Ich beschwere mich ja auch, dass diese Twitchpromi-News unserer Seite nicht gut tun, aber gleichzeitig muss man halt einsehen, dass die Redaktion diesen Müll nicht hier reinsetzt, weil sie Spaß dran haben, ihre User zu ärgern. Es wird ja auch nachgefragt, traurig aber wahr. In der Film, in der gesamten Unterhaltungsindustrie ist dies nicht anders. Wenn Herr Emmerich sich daran stört, dann soll er eben "Sundancefilme" machen. Wie er dann aber seine Rechnungen künftig bezahlen will, muss er dann selber für sich klären.

Mit Marvel habe ich nichts am Hut, mit Star Wars nur, wenns vielleicht mal im Free-TV läuft.
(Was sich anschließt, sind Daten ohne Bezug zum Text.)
PR #1394, opened 2024-05-23
style: use brand style for search button border

zacharis278:
The default theme uses rounded boarders but the edx.org theme does not. Not setting anything here will use the appropriate border styling based on the site theme.


alangsto (approved):

schenedx (approved):
👍

PR #1991, opened 2024-05-23
[STT-6] Feature(backend): Support linking multiple Events into a Planning item

MarkLark86:


server/planning/events/events_schema.py
```diff
@@ -325,6 +322,37 @@
...
+                "link_type": {
+                    "type": "string",
+                    "required": True,
+                    "default": "primary",
+                    "allowed": ["primary", "secondary"],
+                },
+            },
+        },
+        "mapping": {
+            "type": "nested",
```
petrjasek, line 348: I'm wondering why using nested here, wouldn't it work without it? I don't see any query that would need it

petrjasek (approved):

server/planning/events/events_schema.py
MarkLark86: There's this [query](https://github.com/superdesk/superdesk-planning/blob/789a3f7de2300e82a3d52ff9f3abd05d55d24190/server/planning/search/queries/planning.py#L148) that searches Planning items based on IDs of Events with a Primary link. This is needed because, for example, the front-end queries for Planning items that would be affected by an action on an Event.
Without nested mapping we would not be able to search based on a combination of Event ID and link type

petrjasek: missed that one, ok makes sense

PR #1996, opened 2024-06-10
[STT-7] fix(ui): Update UI due to changes with Planning RelatedEvents schema

MarkLark86:


client/interfaces.ts
```diff
@@ -694,14 +694,22 @@ export interface IPlanningCoverageItem {
     scheduled_updates: Array<ICoverageScheduledUpdate>;
 }
 
+export type IPlanningRelatedEventLinkType = 'primary' | 'secondary';
```
tomaskikutis, line 697: could you add a comment describing what primary/secondary means?

client/actions/planning/notifications.ts
```diff
@@ -301,13 +302,20 @@ const udpateAssignment = (planningId) => (
...
+                promiseResponses.push(
+                    dispatch(assignments.api.fetchAssignmentById(cov.assigned_to.assignment_id, true))
+                );
+                promiseResponses.push(
+                    dispatch(assignments.api.fetchAssignmentHistory({_id: cov.assigned_to.assignment_id}))
+                );
             }
         });
+
+        return Promise.all(promiseResponses);
```
tomaskikutis, line 318: `promises` would be a better name. Promise "response" I would understand as a resolved value.

tomaskikutis (approved):

PR #2001, opened 2024-06-19
Fix suggestions

thecalcc:
SDBELGA-815
Lowercase search query match has been adjusted, and also if the input text matches a suggestion (case sensitive), that suggestion disappears and only other ones that don't match the input do appear

https://github.com/superdesk/superdesk-planning/assets/45574768/ad80089b-c7bf-4271-85d3-096fe03dfa6a


tomaskikutis:
Could you update the ticket so the issue is clearly defined? I think it's more correct to always show all matching results, irrespective of case. So if you type `Test` but `Test` and `test` should appear. I don't think any well configured data source should have items that are same, except capitalization.

tomaskikutis (approved):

Ich bin ohnehin eher der "Independence-Typ" geworden die letzten Jahre, ich gucke lieber künstlerisch wertvolle Filme auf Mubi XD 

Oder wenn so meine persönlichen Klassiker im TV laufen, wie "Das fünfte Element", "Riddick", "Daniel Craig -James Bonds" oder so. 

Ob die Filmindustrie nun von Star Wars und Marvel kaputtgeht, wage ich zu bezweifeln, die wirklich großen Probleme dieser Industrie liegen ganz wo anders. Aber dennoch erblicken nach wie vor Perlen wie "Don`t look up" das Licht der Welt. -Somit ist die Aussage "NIEMAND MACHT MEHR ETWAS ORIGINELLES" entweder eine dreiste Lüge oder aber der Mann hat schlicht Tomaten auf den Augen.
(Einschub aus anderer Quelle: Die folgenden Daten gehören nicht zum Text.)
PR #2002, opened 2024-06-20
Improve desk select

thecalcc:
SDBELGA-830
SDBELGA-817

### DIFF
--- a/client/components/fields/editor/EventRelatedPlannings/EmbeddedCoverageForm.tsx
+++ b/client/components/fields/editor/EventRelatedPlannings/EmbeddedCoverageForm.tsx
@@ -86,15 +86,6 @@ interface IState {
     selectedDeskId?: string;
 }
 
-const propertiesToFilterUsersBy = [
-    'username',
-    'display_name',
-    'first_name',
-    'last_name',
-    'email',
-    'sign_off',
-];
-
 export class EmbeddedCoverageFormComponent extends React.PureComponent<IProps, IState> {
     constructor(props) {
         super(props);
@@ -199,25 +190,7 @@ export class EmbeddedCoverageFormComponent extends React.PureComponent<IProps, I
                         >
                             <SelectUser
                                 key={this.state.selectedDeskId}
-                                getItems={(searchString) => {
-                                    const getFilteredUsers = (users: Array<IUser>) => {
-                                        return users.filter((user) =>
-                                            propertiesToFilterUsersBy.some((filterProp) => {
-                                                if (user[filterProp]?.toLowerCase().includes(searchString.toLowerCase())) {
-                                                    return true;
-                                                }
-
-                                                return false;
-                                            }),
-                                        )
-                                    };
-
-                                    if (searchString === '' || searchString == null) {
-                                        return Promise.resolve(this.state.userList);
-                                    }
-
-                                    return Promise.resolve(getFilteredUsers(this.state.userList));
-                                }}
+                                deskId={this.state.selectedDeskId}
                                 onSelect={(user) => {
                                     this.onUserChange(null, user);
                                 }}
--- a/client/components/fields/editor/EventRelatedPlannings/EmbeddedCoverageForm.tsx
+++ b/client/components/fields/editor/EventRelatedPlannings/EmbeddedCoverageForm.tsx
@@ -204,7 +204,6 @@ export class EmbeddedCoverageFormComponent extends React.PureComponent<IProps, I
                         <List.Row>
                             <Row>
                                 <Select
-                                    key={this.state.selectedDeskId}
                                     label={gettext('Language:')}
                                     value={language}
                                     onChange={(item) => this.onLanguageChange(item)}
--- a/client/components/fields/editor/EventRelatedPlannings/EmbeddedCoverageForm.tsx
+++ b/client/components/fields/editor/EventRelatedPlannings/EmbeddedCoverageForm.tsx
@@ -107,6 +107,7 @@ export class EmbeddedCoverageFormComponent extends React.PureComponent<IProps, I
         const updates: Partial<ICoverageDetails> = {
             desk: newDesk,
             filteredUsers: getUsersForDesk(newDesk, this.props.users),
+            user: null,
         };
 
         if ((this.props.coverage.language ?? '').length < 1) {
@@ -193,6 +194,7 @@ export class EmbeddedCoverageFormComponent extends React.PureComponent<IProps, I
                                 onSelect={(user) => {
                                     this.onUserChange(null, user);
                                 }}
+                                selectedUserId={coverage.user?._id}
                                 autoFocus={false}
                                 horizontalSpacing={true}
                                 clearable={true}
--- a/client/components/fields/editor/EventRelatedPlannings/EmbeddedCoverageForm.tsx
+++ b/client/components/fields/editor/EventRelatedPlannings/EmbeddedCoverageForm.tsx
@@ -81,9 +81,28 @@ function getLanguagesForCoverage(
     };
 }
 
-export class EmbeddedCoverageFormComponent extends React.PureComponent<IProps> {
+interface IState {
+    userList: Array<IUser>;
+    selectedDeskId?: string;
+}
+
+const propertiesToFilterUsersBy = [
+    'username',
+    'display_name',
+    'first_name',
+    'last_name',
+    'email',
+    'sign_off',
+];
+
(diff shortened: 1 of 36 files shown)


thecalcc:
Note: Also improved types for some components, and improved/refactored a function

client/utils/index.ts
```diff
@@ -544,8 +544,7 @@ export const getItemsById = (ids, items) => (
 export const getUsersForDesk = (desk, globalUserList = []) => {
     if (!desk) return globalUserList;
 
-    return globalUserList.filter((user) =>
-        map(desk.members, 'user').indexOf(user._id) !== -1);
+    return globalUserList.filter(({_id}) => (desk.members ?? []).find((member) => member.user === _id));
```
tomaskikutis: If there are 20 items in `globalUserList` and 10 `desk.members`, you'll do `20*10=200` iterations (worst case).

If you make a set from `desk.members`, you'll have 20 iterations + 1 to create a set.

client/components/fields/editor/EventRelatedPlannings/EmbeddedCoverageForm.tsx
```diff
@@ -81,28 +81,52 @@ function getLanguagesForCoverage(
     };
 }
 
-export class EmbeddedCoverageFormComponent extends React.PureComponent<IProps> {
+interface IState {
+    userList: Array<IUser>;
+    selectedDeskId?: string;
+}
+
+const propertiesToFilterUsersBy = [
```
tomaskikutis: It's not nice that these fields are being duplicated here.

Looking at this again, planning shouldn't be implementing its own custom search. And having user select supporting to limit to desk users would be a useful feature accross superdesk and extensions. Could you instead adjust UserSelect to add `deskId: string` prop? And then use existing `getUserSearchMongoQuery`? It would be like:

```
const query = {
    $and: [
        {_id: {$in: ['id1', 'id2', 'id3']}},
        getUserSearchMongoQuery('abc'),
    ],
};
```

client/components/fields/editor/EventRelatedPlannings/EmbeddedCoverageForm.tsx
```diff
@@ -81,28 +81,43 @@ function getLanguagesForCoverage(
...
+        const newDesk = deskId == null || deskId == '' ? null : this.props.desks.find((desk) => desk._id === deskId);
 
         const updates: Partial<ICoverageDetails> = {
             desk: newDesk,
             filteredUsers: getUsersForDesk(newDesk, this.props.users),
         };
 
         if ((this.props.coverage.language ?? '').length < 1) {
-            updates.language = newDesk.desk_language;
+            updates.language = newDesk?.desk_language;
```
tomaskikutis: is `updates.language = undefined` intentional? If not, add a condition one line above to make sure it's not null before adding it to updates.

client/components/fields/editor/EventRelatedPlannings/EmbeddedCoverageForm.tsx
```diff
@@ -174,6 +189,8 @@ export class EmbeddedCoverageFormComponent extends React.PureComponent<IProps> {
                             style={{padding: '2rem 0'}}
                         >
                             <SelectUser
+                                key={this.state.selectedDeskId}
```
tomaskikutis: Use `selectedUserId` prop here instead of `key`. Key could be a solution if no proper way was available.

client/components/fields/editor/EventRelatedPlannings/EmbeddedCoverageForm.tsx
```diff
@@ -187,11 +204,12 @@ export class EmbeddedCoverageFormComponent extends React.PureComponent<IProps> {
                         <List.Row>
                             <Row>
                                 <Select
+                                    key={this.state.selectedDeskId}
```
tomaskikutis: Why are you using a key here? value changes and component doesn't respect the prop? It should be fixed inside the select component then.

client/components/fields/editor/EventRelatedPlannings/EmbeddedCoverageForm.tsx
thecalcc: It's intentional

client/components/fields/editor/EventRelatedPlannings/EmbeddedCoverageForm.tsx
thecalcc: No, the idea is that I want the SelectUser to re-render if the selectedDeskId changes. So that the user can't get into an invalid state where he selected a desk and a user from that desk, then he switches to another desk on which the initial user isn't available but still input data is "correct".

client/components/fields/editor/EventRelatedPlannings/EmbeddedCoverageForm.tsx
thecalcc: My bad. If language is set once, we check for that and only if it's not we set a new language value. So the value does update (with the same value) and that's by design. `Select` is working properly.

client/components/fields/editor/EventRelatedPlannings/EmbeddedCoverageForm.tsx
tomaskikutis: could you add a fallback to `null`? Then it would be more obvious it's intentional

client/components/fields/editor/EventRelatedPlannings/EmbeddedCoverageForm.tsx
tomaskikutis: Yep, I get it. Add `selectedDeskId` to state and set to `null` inside `onDeskChange` and you'll achieve it.

client/components/fields/editor/EventRelatedPlannings/EmbeddedCoverageForm.tsx
thecalcc: If it doesn't exist at all what's the reason?

client/components/fields/editor/EventRelatedPlannings/EmbeddedCoverageForm.tsx
thecalcc: No need, it's working as intended now. Besides this if I set it to `null` it counts as an invalid key. I'm using it as a key with `SelectUser`

client/components/fields/editor/EventRelatedPlannings/EmbeddedCoverageForm.tsx
tomaskikutis: The reason is to make it clear to the person reading the code that your intention is to remove a value vs that you forgot to handle the scenario where it's not defined

client/components/fields/editor/EventRelatedPlannings/EmbeddedCoverageForm.tsx
tomaskikutis: I'm not suggesting you to pass `selectedUserId` as a key, but an actual prop of `SelectUser` component.

thecalcc: Got it, well I'm passing it but if it changes the `SelectUser` doesn't update based on it. Should I make the `SelectUser` keep it in its state so it updates. So far nothing else has worked so I can try this

thecalcc: I've pushed a fix to client-core which fixes this issue. Now I don't need to pass a key and `SelectUser` handles updates internally

thecalcc:
Before merging this, merge superdesk-core and update this PR with latest superdesk-core

tomaskikutis (commented):
See 2 unresolved comments

client/components/fields/editor/EventRelatedPlannings/EmbeddedCoverageForm.tsx
```diff
@@ -193,6 +194,7 @@ export class EmbeddedCoverageFormComponent extends React.PureComponent<IProps, I
                                 onSelect={(user) => {
                                     this.onUserChange(null, user);
                                 }}
+                                selectedUserId={coverage.user?._id}
```
tomaskikutis: Fallback to `null` would be helpful - again just to make the intention clear. I thinking there are probably no valid reasons to do optional chaining without providing a fallback except function calls.

tomaskikutis (approved):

Jemand kluges sagte einmal: "Es kann keine Meisterwerke geben, wenn es nicht in großen Mengen Durchschnittliches und Unterdurchschnittliches gibt, aus dessen Morast sich die großen Werke überhaupt erst erheben können!"

Interessant, dass ausgerechnet Emmerich so laut meckert, seine Filme waren auch nicht alle Meisterwerke, laufen gerne nach Schema-F ab und wirken auf mich zumindest recht oft, ebenfalls ziemlich platt.


----------



## huenni87 (9. Februar 2022)

MarcHammel schrieb:


> Das MCU ist halt Popcorn-Kino. Aber eben auch gutes.
> 
> Und man muss wohl den Marvel Studios zugute halten, dass sie es geschafft haben, von Iron Man bis Avengers: Endgame einen roten Faden durch ein ganzes Franchise zu spinnen. Sicher war nicht alles logisch und es war auch nicht jeder Film top, aber verzettelt haben sie sich dabei auch nicht. Im Gegenteil. Und diverse Charaktere hatten durchaus ihre nachvollziehbaren Entwicklungen durchgemacht. Da hab ich schon echt schlechteres gesehen.
> 
> Leider ging der Plan mit Phase 4 scheinbar nicht auf und alles wirkt planlos und zusammenhanglos. Abgesehen davon kann man eine Übersättigung nicht mehr abstreiten. Das MCU hab ich nach dem letzten Spider Man abgeschrieben. Der Film war noch echt gut, aber nun reicht es mir.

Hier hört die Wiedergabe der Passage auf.